I was trying to solve a differential equation with the Laplace transform.
The following equation: xy''+(2x+3)y'+(x+3)y=3e^-x, y(0)=0.
L[xy'']= -d/dp(p^2Y-py(0)) L[3e^-x]=3/s+1 This is what I have solved.
The issue I am having is finding L[(2x+3)y'] and L[(x+3)y]

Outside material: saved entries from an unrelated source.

PR #2244, opened 2019-05-16
Sc 108 drop support of complex arg types

mrkraft:


node/src/test/scala/com/wavesplatform/transaction/InvokeScriptTransactionSpecification.scala
```diff
@@ -153,6 +155,25 @@ class InvokeScriptTransactionSpecification extends PropSpec with PropertyChecks
...
+  property(s"can't call a func with non native(simple) args") {
+    import com.wavesplatform.common.state.diffs.ProduceError._
+    val pk = PublicKey.fromBase58String(publicKey).explicitGet()
+    InvokeScriptTransaction.create(
+      pk,
+      pk.toAddress,
+      Some(
+        Terms.FUNCTION_CALL(
+          FunctionHeader.User("foo"),
+          List(ARR(IndexedSeq(CONST_LONG(1L), CONST_LONG(2L))), CaseObj(CASETYPEREF("SHA256", List.empty), Map("tmpKey" -> CONST_LONG(42))))
```
msmolyakov: Should be separated into two tests: for array and for caseobj

PR #2252, opened 2019-05-17
SC-209 SC-111: Replace script runs with scripts complexity constraint

Karasiq:


Karasiq:
> Please add a unit test.

https://github.com/wavesplatform/Waves/pull/2252/files#diff-b2ef54149513a687feb7650adcbd94d4R335

PR #2255, opened 2019-05-17
Sc 33 36 add new fields to block info

mrkraft:


lang/shared/src/main/scala/com/wavesplatform/lang/v1/evaluator/ctx/impl/waves/Types.scala
```diff
@@ -26,7 +26,10 @@ object Types {
     List(
       "timestamp"           -> LONG,
       "height"              -> LONG,
-      "generationSignature" -> BYTESTR
+      "baseTarget"          -> LONG,
+      "generationSignature" -> BYTESTR,
+      "generator"           -> BYTESTR,
```
ismagin: generator should be Address I guess, because sender in transaction is

PR #2277, opened 2019-05-23
SC-215 DApp invocation results an internal server error.

mrkraft:


node/src/main/scala/com/wavesplatform/account/Address.scala
```diff
@@ -62,20 +62,27 @@ object Address extends ScorexLogging {
...
-                           (),
-                           s"Wrong addressBytes length: expected: ${Address.AddressLength}, actual: ${addressBytes.length}")
-          checkSum          = addressBytes.takeRight(ChecksumLength)
-          checkSumGenerated = calcCheckSum(addressBytes.dropRight(ChecksumLength))
-          _ <- Either.cond(java.util.Arrays.equals(checkSum, checkSumGenerated), (), s"Bad address checksum")
-        } yield createUnsafe(addressBytes)).left.map(err => InvalidAddress(err))
+        Either
+          .cond(
+            addressBytes.length == Address.AddressLength,
+            (),
```
xrtm000: A bit strange solution

PR #2278, opened 2019-05-23
NODE-1620: UTX packUnconfirmed limit by time

Karasiq:


node/src/test/scala/com/wavesplatform/utx/UtxPoolSpecification.scala
```diff
@@ -548,7 +548,7 @@ class UtxPoolSpecification
           val poolSizeBefore  = utxPool.size
 
           time.advance(maxAge * 2)
-          utxPool.packUnconfirmed(limitByNumber(100))
+          utxPool.packUnconfirmed(limitByNumber(100), FiniteDuration(5, "second"))
```
phearnot:
```suggestion
          utxPool.packUnconfirmed(limitByNumber(100), 5.sconds)
```

PR #2280, opened 2019-05-24
SC-213 Set all scripts' complexity to 4000 in V3

xrtm000:


lang/shared/src/main/scala/com/wavesplatform/lang/v1/ContractLimits.scala
```diff
@@ -1,10 +1,15 @@
 package com.wavesplatform.lang.v1
 
+import com.wavesplatform.lang.directives.values.{StdLibVersion, V1, V2, V3}
+
 object ContractLimits {
-  val MaxExprComplexity  = 20 * 100
+  val MaxExprComplexityByVersion: StdLibVersion => Int = {
+    case V1 | V2 => 2000
+    case V3      => 4000
```
ismagin: why not reuse existing `MaxContractComplexity` and whatever 2000 comes from?

PR #2284, opened 2019-05-24
NODE-1625: Flat fee feature

Karasiq:


phearnot:
Implemented in #2524.

PR #2287, opened 2019-05-27
SC-220 Duplicating func arguments

xrtm000:


lang/shared/src/main/scala/com/wavesplatform/lang/v1/parser/Expressions.scala
```diff
@@ -38,7 +38,15 @@ object Expressions {
 
   sealed trait PART[+T] extends Positioned
   object PART {
-    case class VALID[T](position: Pos, v: T)           extends PART[T]
+    case class VALID[T](position: Pos, v: T)           extends PART[T] {
```
ismagin: why not just compare `v : T` in compiler?

PR #2289, opened 2019-05-27
SC-219 Asset info issuer

xrtm000:


lang/shared/src/main/scala/com/wavesplatform/lang/v1/evaluator/ctx/impl/waves/Types.scala
```diff
@@ -12,12 +12,13 @@ object Types {
...
     List(
-      "totalAmount" -> LONG,
-      "decimals"    -> LONG,
-      "issuer"      -> BYTESTR,
-      "reissuable"  -> BOOLEAN,
-      "scripted"    -> BOOLEAN,
-      "sponsored"   -> BOOLEAN
+      "totalAmount"     -> LONG,
+      "decimals"        -> LONG,
+      "issuer"          -> BYTESTR,
```
ismagin: issuer should be Address, not BYTESTR(as everywhere else)

xrtm000: +

PR #2292, opened 2019-05-27
NODE-1619: NFT API

disfenoid:
[JIRA: https://wavesplatform.atlassian.net/browse/NODE-1619](https://wavesplatform.atlassian.net/browse/NODE-1619)


node/src/main/scala/com/wavesplatform/database/LevelDBWriter.scala
```diff
@@ -172,14 +171,18 @@ class LevelDBWriter(writableDB: DB, spendableBalanceChanged: Observer[(Address,
     Map.empty
   )
 
-  private def loadPortfolio(db: ReadOnlyDB, addressId: BigInt) = loadLposPortfolio(db, addressId).copy(
+  private def loadPortfolio(db: ReadOnlyDB, addressId: BigInt, excludeNFT: Boolean) = loadLposPortfolio(db, addressId).copy(
     assets = (for {
-      asset <- db.get(Keys.assetList(addressId))
+      issuedAsset <- db.get(Keys.assetList(addressId))
+      asset <- transactionInfo(issuedAsset.id).collect {
```
phearnot: This will seriously slow down portfolio retrieval when NFT feature has not been activated yet. I suggest creating two distinct branches, one for when NFT is activated, and another for when it's not.

node/src/main/scala/com/wavesplatform/state/Blockchain.scala
```diff
@@ -50,6 +51,8 @@ trait Blockchain {
   def transactionInfo(id: ByteStr): Option[(Int, Transaction)]
   def transactionHeight(id: ByteStr): Option[Int]
 
+  def portfolioNFT(address: Address, from: Option[IssuedAsset]): CloseableIterator[IssueTransaction]
```
phearnot: `nftList` seems like a better name to me: what it returns isn't actually a portfolio.

node/src/main/scala/com/wavesplatform/state/package.scala
```diff
@@ -20,11 +22,47 @@ import scala.util.Try
 package object state {
   def safeSum(x: Long, y: Long): Long = Try(Math.addExact(x, y)).getOrElse(Long.MinValue)
 
+  def portfolioNFTFromDiff(b: Blockchain, d: Option[Diff])(address: Address, after: Option[IssuedAsset]): CloseableIterator[IssueTransaction] = {
```
phearnot: same here: `nftListFromDiff` seems more appropriate

node/src/main/scala/com/wavesplatform/database/LevelDBWriter.scala
```diff
@@ -172,14 +171,18 @@ class LevelDBWriter(writableDB: DB, spendableBalanceChanged: Observer[(Address,
...
+        case (_, itx: IssueTransaction) if !excludeNFT || !itx.isNFT => IssuedAsset(itx.assetId())
+      }
     } yield asset -> db.fromHistory(Keys.assetBalanceHistory(addressId, asset), Keys.assetBalance(addressId, asset)).getOrElse(0L)).toMap
   )
 
   override protected def loadPortfolio(address: Address): Portfolio = readOnly { db =>
-    addressId(address).fold(Portfolio.empty)(loadPortfolio(db, _))
+    val excludeNFT = activatedFeatures.contains(BlockchainFeatures.ReduceNFTFee.id)
```
phearnot:
```suggestion
    val excludeNFT = activatedFeatures.get(BlockchainFeatures.ReduceNFTFee.id).exists(_ <= height)
```
because `(featureId, height)` pairs are added to the map when voting finishes, but before activation height is reached. Please test this!

node/src/main/scala/com/wavesplatform/database/LevelDBWriter.scala
```diff
@@ -626,7 +629,36 @@ class LevelDBWriter(writableDB: DB, spendableBalanceChanged: Observer[(Address,
...
   }
 
-  override def addressTransactions(address: Address, types: Set[TransactionParser], fromId: Option[ByteStr]): CloseableIterator[(Height, Transaction)] = readStream { db =>
+  override def portfolioNFT(address: Address, from: Option[IssuedAsset]): CloseableIterator[IssueTransaction] = readStream { db =>
+    val assetIdStream: CloseableIterator[IssuedAsset] = db
+      .get(Keys.addressId(address))
+      .fold(CloseableIterator.empty[IssuedAsset]) { id =>
+        val addressId = AddressId @@ id
+
+        val iter = db.get(Keys.assetList(addressId)).iterator
```
phearnot: This will return asset ids from oldest to newest, but we need to have them in the reverse order.

PR #2297, opened 2019-05-28
SC-199 Rework default function

mrkraft:


node/src/main/scala/com/wavesplatform/state/diffs/InvokeScriptTransactionDiff.scala
```diff
@@ -88,17 +89,22 @@ object InvokeScriptTransactionDiff {
...
-            contract.callableFuncs.find(_.u.name == functionName).flatMap(_ => tx.funcCallOpt)
-          else
-            contract.defaultFuncOpt.map(defFunc => FUNCTION_CALL(FunctionHeader.User(defFunc.u.name), List.empty))
+        val contractFuncEi =
+          contract.callableFuncs
+            .find(_.u.name == functionName)
+            .map(_ => tx.funcCallOpt.getOrElse(FUNCTION_CALL(FunctionHeader.User(DEFAULT_FUNC_NAME), List.empty)))
+            .toRight(GenericError(s"No function '$functionName' at address ${tx.dAppAddressOrAlias}"))
+            .flatMap { funcCall =>
+              Either.cond(tx.funcCallOpt.nonEmpty || funcCall.args.isEmpty,
```
ismagin: isn't this a duplication of code in ContractEvaluator? it should handle this

node/src/test/scala/com/wavesplatform/state/diffs/InvokeScriptTransactionDiffTest.scala
```diff
@@ -1022,4 +1014,20 @@ class InvokeScriptTransactionDiffTest extends PropSpec with PropertyChecks with
         }
     }
   }
+
+  property("Default function should not accept arguments") {
```
ismagin: it is a regular callable function, so it can accept whatever amount of arguments it needs. it's only a matter of convention: when no func/args is specified, we try to invoke default()

PR #343, opened 2025-05-27
Skip udevadm runs on Skip devices like

mika:
grml-debootstrap iterates over the present network devices by looking through /sys/class/net/, but file "bonding_masters" can't be queried:

```
| root@grml ~ # udevadm info --query=all --path=/sys/class/net/bonding_masters
| Unknown device "/sys/class/net/bonding_masters": No such device
```

As a result, execution of grml-debootstrap fails when bonds are used. Instead, let's ensure that any network interface we want to operate on is actually based on (a symlink pointing to) a directory which we can query via udevadm.

FTR:

```
| root@grml ~ # ls -l /sys/class/net
| total 0
| lrwxrwxrwx 1 root root    0 May 27 14:20 bond0 -> ../../devices/virtual/net/bond0
| -rw-r--r-- 1 root root 4096 May 27 14:20 bonding_masters
| lrwxrwxrwx 1 root root    0 May 27 14:20 eth0 -> ../../devices/pci0000:00/0000:00:12.0/virtio1/net/eth0
| lrwxrwxrwx 1 root root    0 May 27 14:20 eth1 -> ../../devices/pci0000:00/0000:00:13.0/virtio2/net/eth1
| lrwxrwxrwx 1 root root    0 May 27 14:20 eth2 -> ../../devices/pci0000:00/0000:00:14.0/virtio3/net/eth2
| lrwxrwxrwx 1 root root    0 May 27 14:20 lo -> ../../devices/virtual/net/lo
```

Thanks: @lexxua


zeha (approved):

mika:
Confirmed by @lexxua that this works, thanks a lot for your PR, feedback and testing! :bow:

PR #347, opened 2025-06-25
Better isolate new chroot from host /dev, /dev/pts, /run/udev

zeha:
Closes: #1108311

Thanks: Wolfgang Zarre <lxdev12@zirdeon.com>


zeha:
I've asked around a bit and the consensus is: linux devtmpfs will not help us. What we probably need to do is create our own /dev, and use udev to populate it before installing the boot loader etc.

zeha:
Related: https://github.com/grml/grml-debootstrap/issues/348

the-linux-wolf:
Ok, joined now the party here.
Hmmm, very interesting, I cannot reproduce the mentioned failure above on my systems.
I bootstrapped several EFI based images with zeha/1108311 which are having a valid grub.cfg with correct UUID's and those are booting normal in qemu.
Seems to be rather another issue here, will have a look at it.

For this question, you will need the following properties:
Using these, and a basic transformations you can get:
$L[xy''] = (-1)^1 L'[y''] = \frac{-d}{dp}(p^2L[y]) = (-1)(2pY + p^2Y')$
$L[xy'] = -(Y+pY')$
$L[xy] = -Y'$
$L[y'] = pL[y] = pY$
$L[e^{-ax}] = \frac{1}{p+a}$
Breaking up the equation as $xy'' + 2xy' + 3y' - xy + 3y = 3e^{-x}$, we get the following equation after taking Laplace transformation on both sides:
$Y'(-p^2-2p-1) +(p+1)Y = 3/(p+1)$
This is a typical example of how Laplace transformation helps in reducing a second order ODE to first order. Solve it with the integrating factor $e^{\mathop{\int {\frac{-1}{p+1} dp}}} $ to get
$Y = L[y] = \frac{6}{(p+1)^2}$ $\implies y = L^{-1}[\frac{6}{(p+1)^2}]$
Now you need the shift rule for inverse Laplace transform:
$L^{-1}[F(p+a)] = e^{-ax}L^{-1}[F(p)]$, and
$L^{-1}[\frac{1}{p^{n+1}}] = \frac{x^{n}}{n!}$
$\implies y = e^{-x}L^{-1}[\frac{6}{(p)^2}] = xe^{-x}$
Do tell if I have made any calc errors.